Questions will be similar to homework questions from the book. You will be given a choice of questions. I try to ask questions I think you might hear in a job interview. "I see you took a class on Operating Systems. What can you tell me about ...?"

See also Dr. Barnard's notes. He was using a different edition of our text, so chapter and section numbers do not match, but his chapter summaries are excellent.

Directions:

Read and follow the directions.

• Write on four of the five questions. If you write more than four questions, only the first four will be graded. You do not get extra credit for doing extra problems.
• Read the entire exam.
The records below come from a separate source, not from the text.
Issue #1915, opened 2016-08-30
good euler factors on isogeny class page of a genus 2 curve


edgarcosta:
Hello,

We display the good and bad euler factors on the L-function webpage:
e.g.: http://www.lmfdb.org/L/Genus2Curve/Q/284023/a/
However, the webpage for the isogeny class we only displays the bad factors:
e.g.: http://www.lmfdb.org/Genus2Curve/Q/284023/a/

Cheers,
Edgar

JohnCremona:
Also note that the web page of an elliptic curve isogeny class (over Q) had nothing about Euler factors at all, where it certailny could show something like the genus 2 isogeny class page does.

AndrewVSutherland:
Given that we already show the bad factors, it seems reasonable to show the good ones as well (which are in the Lfunctions database).  I can do this.

And I think it might be nice to do the same for elliptic curves (both over Q and number fields).

davidfarmer:
I think it would be odd to show the good local factors on the
page for an isogeny class, since it is the page for an
isogeny class, not the page for an L-function.

I might also think it is odd to show the bad factors, but I
am not an expert in that area and I would not disagree with
the experts deciding to include that information.
(And it would be fine with me to also include the
good factors, but I think that should be left to the experts
in charge of that page.)

AndrewVSutherland:
@davidfarmer I think someone interested in the arithmetic properties of a genus 2 curve might very well like to see the local factors at small good primes, which gives you the Frobenius charpolys -- this is analogous to showing the Frobenius cycle types at small unramifed primes on global number field pages (which we do).

AndrewVSutherland:
@davidfarmer Just to follow up on this, I spoke to Edgar and this request actually originated with a student (a non-expert user) who was interested in knowing the Frobenius charpolys at some small primes and did not know that these could be found at the L-function page of the curve -- I think it does make sense to list a few of these on the isogeny class page (and direct the user to the L-function page for more details).  This is done in PR #1916.

PR #1916, opened 2016-08-30
Addresses issue #1915

AndrewVSutherland:
This addresses issue 1915 by adding a list of local factors at good primes up to 30 to the isogeny class page for genus 2 curves.  To see the difference compare:

http://www.lmfdb.org/Genus2Curve/Q/565504/b/
http://127.0.0.1:37777/Genus2Curve/Q/565504/b/


JohnCremona:
Testing now.

PR #1917, opened 2016-08-31
fix 2 deprecation warnings from flask_markdown and flask_login

JohnCremona:
This fixes 2 issues identified in #1332 .

One is changing a function (called in lmfdb/users initialization) from flask-login since its name has changed from setup_app to init_app.

The other is to make a flask-markdown extension load cleanly.  For this one, I guess that the relevant lines 65-67 in lmfdb/knowledge/main.py can be deleted, since they seem to be about something which no longer exists (the URL http://wiki.l-functions.org seems to go back years to when this whole site was at l-functions.org).  But I left them in.

### DIFF
--- a/lmfdb/knowledge/main.py
+++ b/lmfdb/knowledge/main.py
@@ -63,7 +63,7 @@ class KnowlTagPatternWithTitle(markdown.inlinepatterns.Pattern):
         return "{{ KNOWL('%s') }}" % kid
 
 # Initialise the markdown converter, sending a wikilink [[topic]] to the L-functions wiki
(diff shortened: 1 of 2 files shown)


JohnCremona:
For the record, here are the versions of the various Flask modules I used when testing this:

Flask (0.10.1)
Flask-AutoIndex (0.6)
Flask-Babel (0.9)
Flask-Cache (0.13.1)
Flask-Login (0.2.11)
Flask-Markdown (0.3)
Flask-OldSessions (0.10)
Flask-OpenID (1.2.5)
Flask-Silk (0.2)

PR #1932, opened 2016-10-06
added list of citations

JohnCremona:
Using 2 html files created from the repository LMFDB/citations the URL /citation now gives a new short page linking to both the old version which now has URL /citation/citing and also to the new page at /citation/citations which is a (recently updated) list of over 100 citations.  The latter page also has links to (and back from) a separate bibtex file.

This is intended as a proof of concept.  No doubt people will have improvements to suggest.

### DIFF
--- a/lmfdb/pages.py
+++ b/lmfdb/pages.py
@@ -238,9 +238,26 @@ def management_board():
 
 @app.route("/citation")
 def citation():
-    t = "How to cite LMFDB"
+    t = "Citing the LMFDB"
     b = [(t, url_for("citation"))]
+    return render_template('citation.html', title=t, body_class='', bread=b)
+
+@app.route("/citation/citing")
+def citing():
+    t = "How to cite LMFDB"
+    b = [("Citing the LMFDB", url_for("citation")), (t, url_for("citing"))]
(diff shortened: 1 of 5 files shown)


AndrewVSutherland:
Looks good, the only minor thing I noticed is that the reference numbers (e.g. [17]) look like they are hyperlinks (i.e. they are green and highlight when you mouse over them) but they are not, which is slightly confusing.

JohnCremona:
True.  An example of the html is
[<a name="anni2014local">1</a>]
and that is there for the reverse link from the bibtex file.  That is put in by bibtex2html and I have not yet found a way to change it.  If bibtex2html cannot do it we could write a script to edit the file in the Makefile in the citations repository (which already runs both thml files through sed).

AndrewVSutherland:
@JohnCremona I don't have time to fiddle with this right now, but do you want me to go ahead and merge  the PR as is (I don't see any harm in this).  Then anyone who feels motivated to fix this small issue can do so.

edgarcosta:
I don't think this issue should hold up the merge. I would merge it and
create a new issue.

JohnCremona:
Thanks -- I though that David F would have a view?

Issue #1937, opened 2016-10-21
Sage 7.4


JohnCremona:
Since Sage 7.4 was just released I tried our test suite with it and found some issues which will need to be dealt with at some point:

 test_Lfunction_link (lmfdb.genus2_curves.test_genus2_curves.Genus2Test) ... ERROR
 test_Lec (lmfdb.lfunctions.test_lfunctions.LfunctionTest) ... ERROR
 test_Lgenus2 (lmfdb.lfunctions.test_lfunctions.LfunctionTest) ... ERROR
 Check that the links in Box 2 work. ... ERROR
 Check that the links in the /L/degree2/ table work. ... ERROR

The above all arise from

  File "/home/jec/lmfdb/lmfdb/genus2_curves/web_g2c.py", line 157, in list_to_factored_poly_otherorder
    this_t_number = this_gal.group()._pari_()[2]._sage_()
AttributeError: 'sage.libs.pari.gen.gen' object has no attribute '_sage_'

There is still this the old one

Testing that we link to Galois conjugate spaces ... FAIL

which has nothing to do with Sage verions.

AndrewVSutherland:
I can take a look at the problem in list_to_factored_poly_otherorder today -- something must have changed in the sage/pari interface.

JohnCremona:
Thanks but I fixed it already -- see the PR referenced here.  It was trivial.

AndrewVSutherland:
Nervermind then, thanks!

JohnCremona:
You can still help by testing that the patched code works fine with 7.3.  Note that the default sage on atkin & lehner is now 7.4, but 7.3 is still there:  /usr/local/sage/sage-2/sage is 7.3 and the test script can be made to use it via
SAGE=/usr/local/sage/sage-2/sage ./test.sh
which is what I already did.

AndrewVSutherland:
Fixed by PR #1938

JohnCremona:
Thanks.  It would be better if Sage added more member functoins so that one did not have to use the ._pari_() method and manually extract compnents and convert them, but that's not our job here.

PR #1938, opened 2016-10-21
tiny change to keep Sage-7.4 happy

JohnCremona:
This fixes Issue #1937 -- some tiny change between Sage 7.3 and 7.4 means that two underscores had to be deleted (in converting from a pari integer to a Sage integer).  I tested on both 7.3 and 7.4, the important thing to do before merging this is to check that all really is well with 7.3 since that's what all our sites currently run.


AndrewVSutherland:
Reviewing now

PR #1940, opened 2016-10-26
merge master to beta

JohnCremona:
I think it is time to do this -- main visible change will be the citation pages.  OK?


AndrewVSutherland:
Agreed, it's a bad idea to leave things unpushed for too long.

JohnCremona:
OK, I'll merge this one.  prod too?

AndrewVSutherland:
I suggest we let it run for a day on beta first, just in case.

edgarcosta:
> I suggest we let it run for a day on beta first, just in case.

I agree

Issue #1946, opened 2016-11-24
Bug in parsing user input


jwj61:
There seems to be a problem with parsing the input field for discriminants of number fields.  It shows up if the range spans 0 (e.g., -10-1 for -10 to 1).

AndrewVSutherland:
Fixed in #1947

JohnCremona:
Pushed to beta, can be closed in 11 mins if it works OK at beta.lmfdb.org (or do we keep issues open until pushed to master?)

jwj61:
I think it could have been closed once fixed.

PR #1947, opened 2016-11-24
Fix issue #1946

AndrewVSutherland:


JohnCremona:
I'll test this now.

JohnCremona:
I can confirm that entering -10-1 into the Discriminant range box at /NumberField/ does work (and entering -10..1 also works, converting into the first form).
Good that this is handled in search_parsing so it will apply in other contexts -- though I scould not think of another context where a range of integers spanning 0 would be valid!

PR #1952, opened 2016-12-13
Fixed bug in displaying p-adic regulators in rank 0 case.

rpollack9974:
For rank 0 curves, instead of displaying that the p-adic regulators were 1 it said something else.


rpollack9974:
Here's a URL which now works:

http://localhost:37777/EllipticCurve/Q/11/a/2

See the bottom of the page in the p-adic data section.

JohnCremona:
Looks good to me.

PR #1960, opened 2017-01-17
Toomanyzeros

edgarcosta:
Replaces the ugly message when someone wants to download too many zeros with a knowl.

I have also messed up the creation of the knowl. Could someone delete this knowl for me: http://www.lmfdb.org/knowledge/show/dq.zeros.toomany ?

### DIFF
--- a/lmfdb/zeros/zeta/zetazeros.py
+++ b/lmfdb/zeros/zeta/zetazeros.py
@@ -5,7 +5,7 @@ from flask import render_template, request, url_for
 ZetaZeros = flask.Blueprint("zeta zeros", __name__, template_folder="templates")
 logger = lmfdb.utils.make_logger(ZetaZeros)
 
-from platt_zeros import *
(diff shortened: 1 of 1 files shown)


jwj61:
Before I delete it I want to confirm, the knowl dq.zeros.toomany is not referenced anywhere, right?

edgarcosta:
Yes, it doesn't show up anywhere.

I was the one who created it today, and messed up the id.

jwj61:
Knowl deleted (on beta)

JohnCremona:
Thanks JJ.  I tried to do something cleaner about this download page a while back but got bogged down in details and never finished.  I cannot test right now but will later in the week if no-one else does.

jwj61:
I was testing this.  When I click on the link it provides, http://warwick.lmfdb.org/data/zeros/zeta/ I get that the address cannot be reached.  I realize this is inside the knowl, so can be changed independently of the pull request, but we should probably get it fixed before pulling.

edgarcosta:
fixed.

Issue #1950, opened 2016-12-04
Root number mismatch?


jwj61:
From the feedback page:

Dear LMFDB, I am confused about your entry http://www.lmfdb.org/L/ModularForm/GL2/Q/holomorphic/1/18/1/a/0/. It concerns the L-function of a holomorphic Hecke cusp form f of weight k=18 and level 1. You state that the root number is 1 and the central value L(1/2,f) is positive. However, as the level is 1, the root number should be i^k=-1, and so L(1/2,f) should vanish. Am I missing something? Please let me know by email: coolissues@freemail.hu Thank you in advance!

JohnCremona:
Is this the same as #1941?

davidfarmer:
It is the same as #1914

JohnCremona:
That's what I meant to type.  Then I suggest that we can close this one, provided that we add a note to #1914 including the email address of the person reporting this one.

davidfarmer:
I think this problem just comes from line 477 of lmfdb/lfunctions/Lfunction.py
which should say
     self.sign = (-1)**(self.weight/2)
instead of always equaling 1.

JohnCremona:
I agree and will approve a code change to that effect!  I think it should also work to remove the spacial case for level 1 since the general code a few lines below should handle this case, though that relies on self.AL[self.level] returning 1 which it might not do (I guess self.AL would be an empty list for level 1). 

I actually think that the WebNewForm class should have, and set, a sign field in its constructor.  But for now fixing this in Lfunction.py is simplest.

davidfarmer:
Has been fixed, and I replied to the person who brought it to our attention.

Issue #1914, opened 2016-08-18
Root number of classical modular form error


jwj61:
From the feedback page:

On the page http://www.lmfdb.org/L/ModularForm/GL2/Q/holomorphic/1/18/1/a/0/
there may be an error on this page (or maybe I'm just misunderstanding notation).  This form has weight $k \geq 2 \bmod 4$, so the sign in the functional equation is $(-1){k/2} = -1$, so $\epsilon$ should equal $-1$ and the central value $L(1/2, f)$ should be zero.

Please send feedback (like that it is being worked on, if it has been resolved, etc.) to martin.dickson34@gmail.com

jvoight:
Definitely an issue here.  Magma confirms:

> S := CuspidalSubspace(ModularForms(1, 18));
> f := Newforms(S)[1][1];
> Lf := LSeries(f);
> CentralValue(Lf);
0.000000000000000000000000000000
> LTaylor(Lf, 9, 1);
0.649604896356279588838547646141*$.1 + O($.1^2)

davidfarmer:
Has been fixed, and I replied to the person who brought it to our attention.

PR #1969, opened 2017-02-15
correct sign of level 1 modular form L-functions

davidfarmer:
This fixes issues #1950 and #1914 .

Once this fix is live, then I will email the people who noticed the problem and then
close the issues.

Once we read these L-functions from the database, all this code will be deleted.

### DIFF
--- a/lmfdb/lfunctions/Lfunction.py
+++ b/lmfdb/lfunctions/Lfunction.py
@@ -473,8 +473,8 @@ class Lfunction_EMF(Lfunction):
                 float(n ** self.automorphyexp))
 
         # Determining the sign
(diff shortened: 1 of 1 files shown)


JohnCremona:
Looks good to me, testing now.  I note that  when we have L-functions of forms of odd weight then this will need changing again (division by 2 of an odd python int will round down) but I guess that a lot of other things will too.

davidfarmer:
This is for level 1 only, so the weight has to be even.

And all this is just a mess that will be deleted once the
L-function data is take from the database.  That is really soon, right?

JohnCremona:
I have no idea who if anyone is precomputing L-function data for classival modular forms.  not me!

If there is anything you do not understand about a question, please ask at once.
• If you find a question ambiguous, begin your answer by stating clearly what interpretation of the question you intend to answer.
• Begin your answer to each question at the top of a fresh sheet of paper [or -5].
• Be sure your name is on each sheet of paper you hand in [or -5]. That is because I often separate your papers by problem number for grading and re-assemble to record and return.
• Write only on one side of a sheet [or -5]. That is because I scan your exam papers, and the backs do not get scanned.
• Be sure I can read what you write.
• If I ask questions with parts

  1. . . .
  2. . . .

  your answer should show parts

  1. . . .
  2. . . .

Score Distribution:

Median: 74; Mean: 69; Standard Deviation: 19

These shaded block are intended to suggest solutions; they are not intended to be complete solutions.

Problem 1 Definitions
Problem 2 Tricky C
Problem 3 Interprocess Communication - Shared Memory
Problem 4 Threads
Problem 5 Priority Scheduling with Preemption

Give careful definitions for each term (in the context of computer operating systems):

1. Operating system
2. Operating system calls
3. Blocking send vs. Non-blocking send
4. CPU burst vs. I/O burst
5. Privileged instructions
6. Process vs. Thread
7. Response time
8. Shared memory systems
9. Thread pool
10. Time quantum

Warning: A definition that starts "Z is when ...," or "Z is where ..." earns -5 points.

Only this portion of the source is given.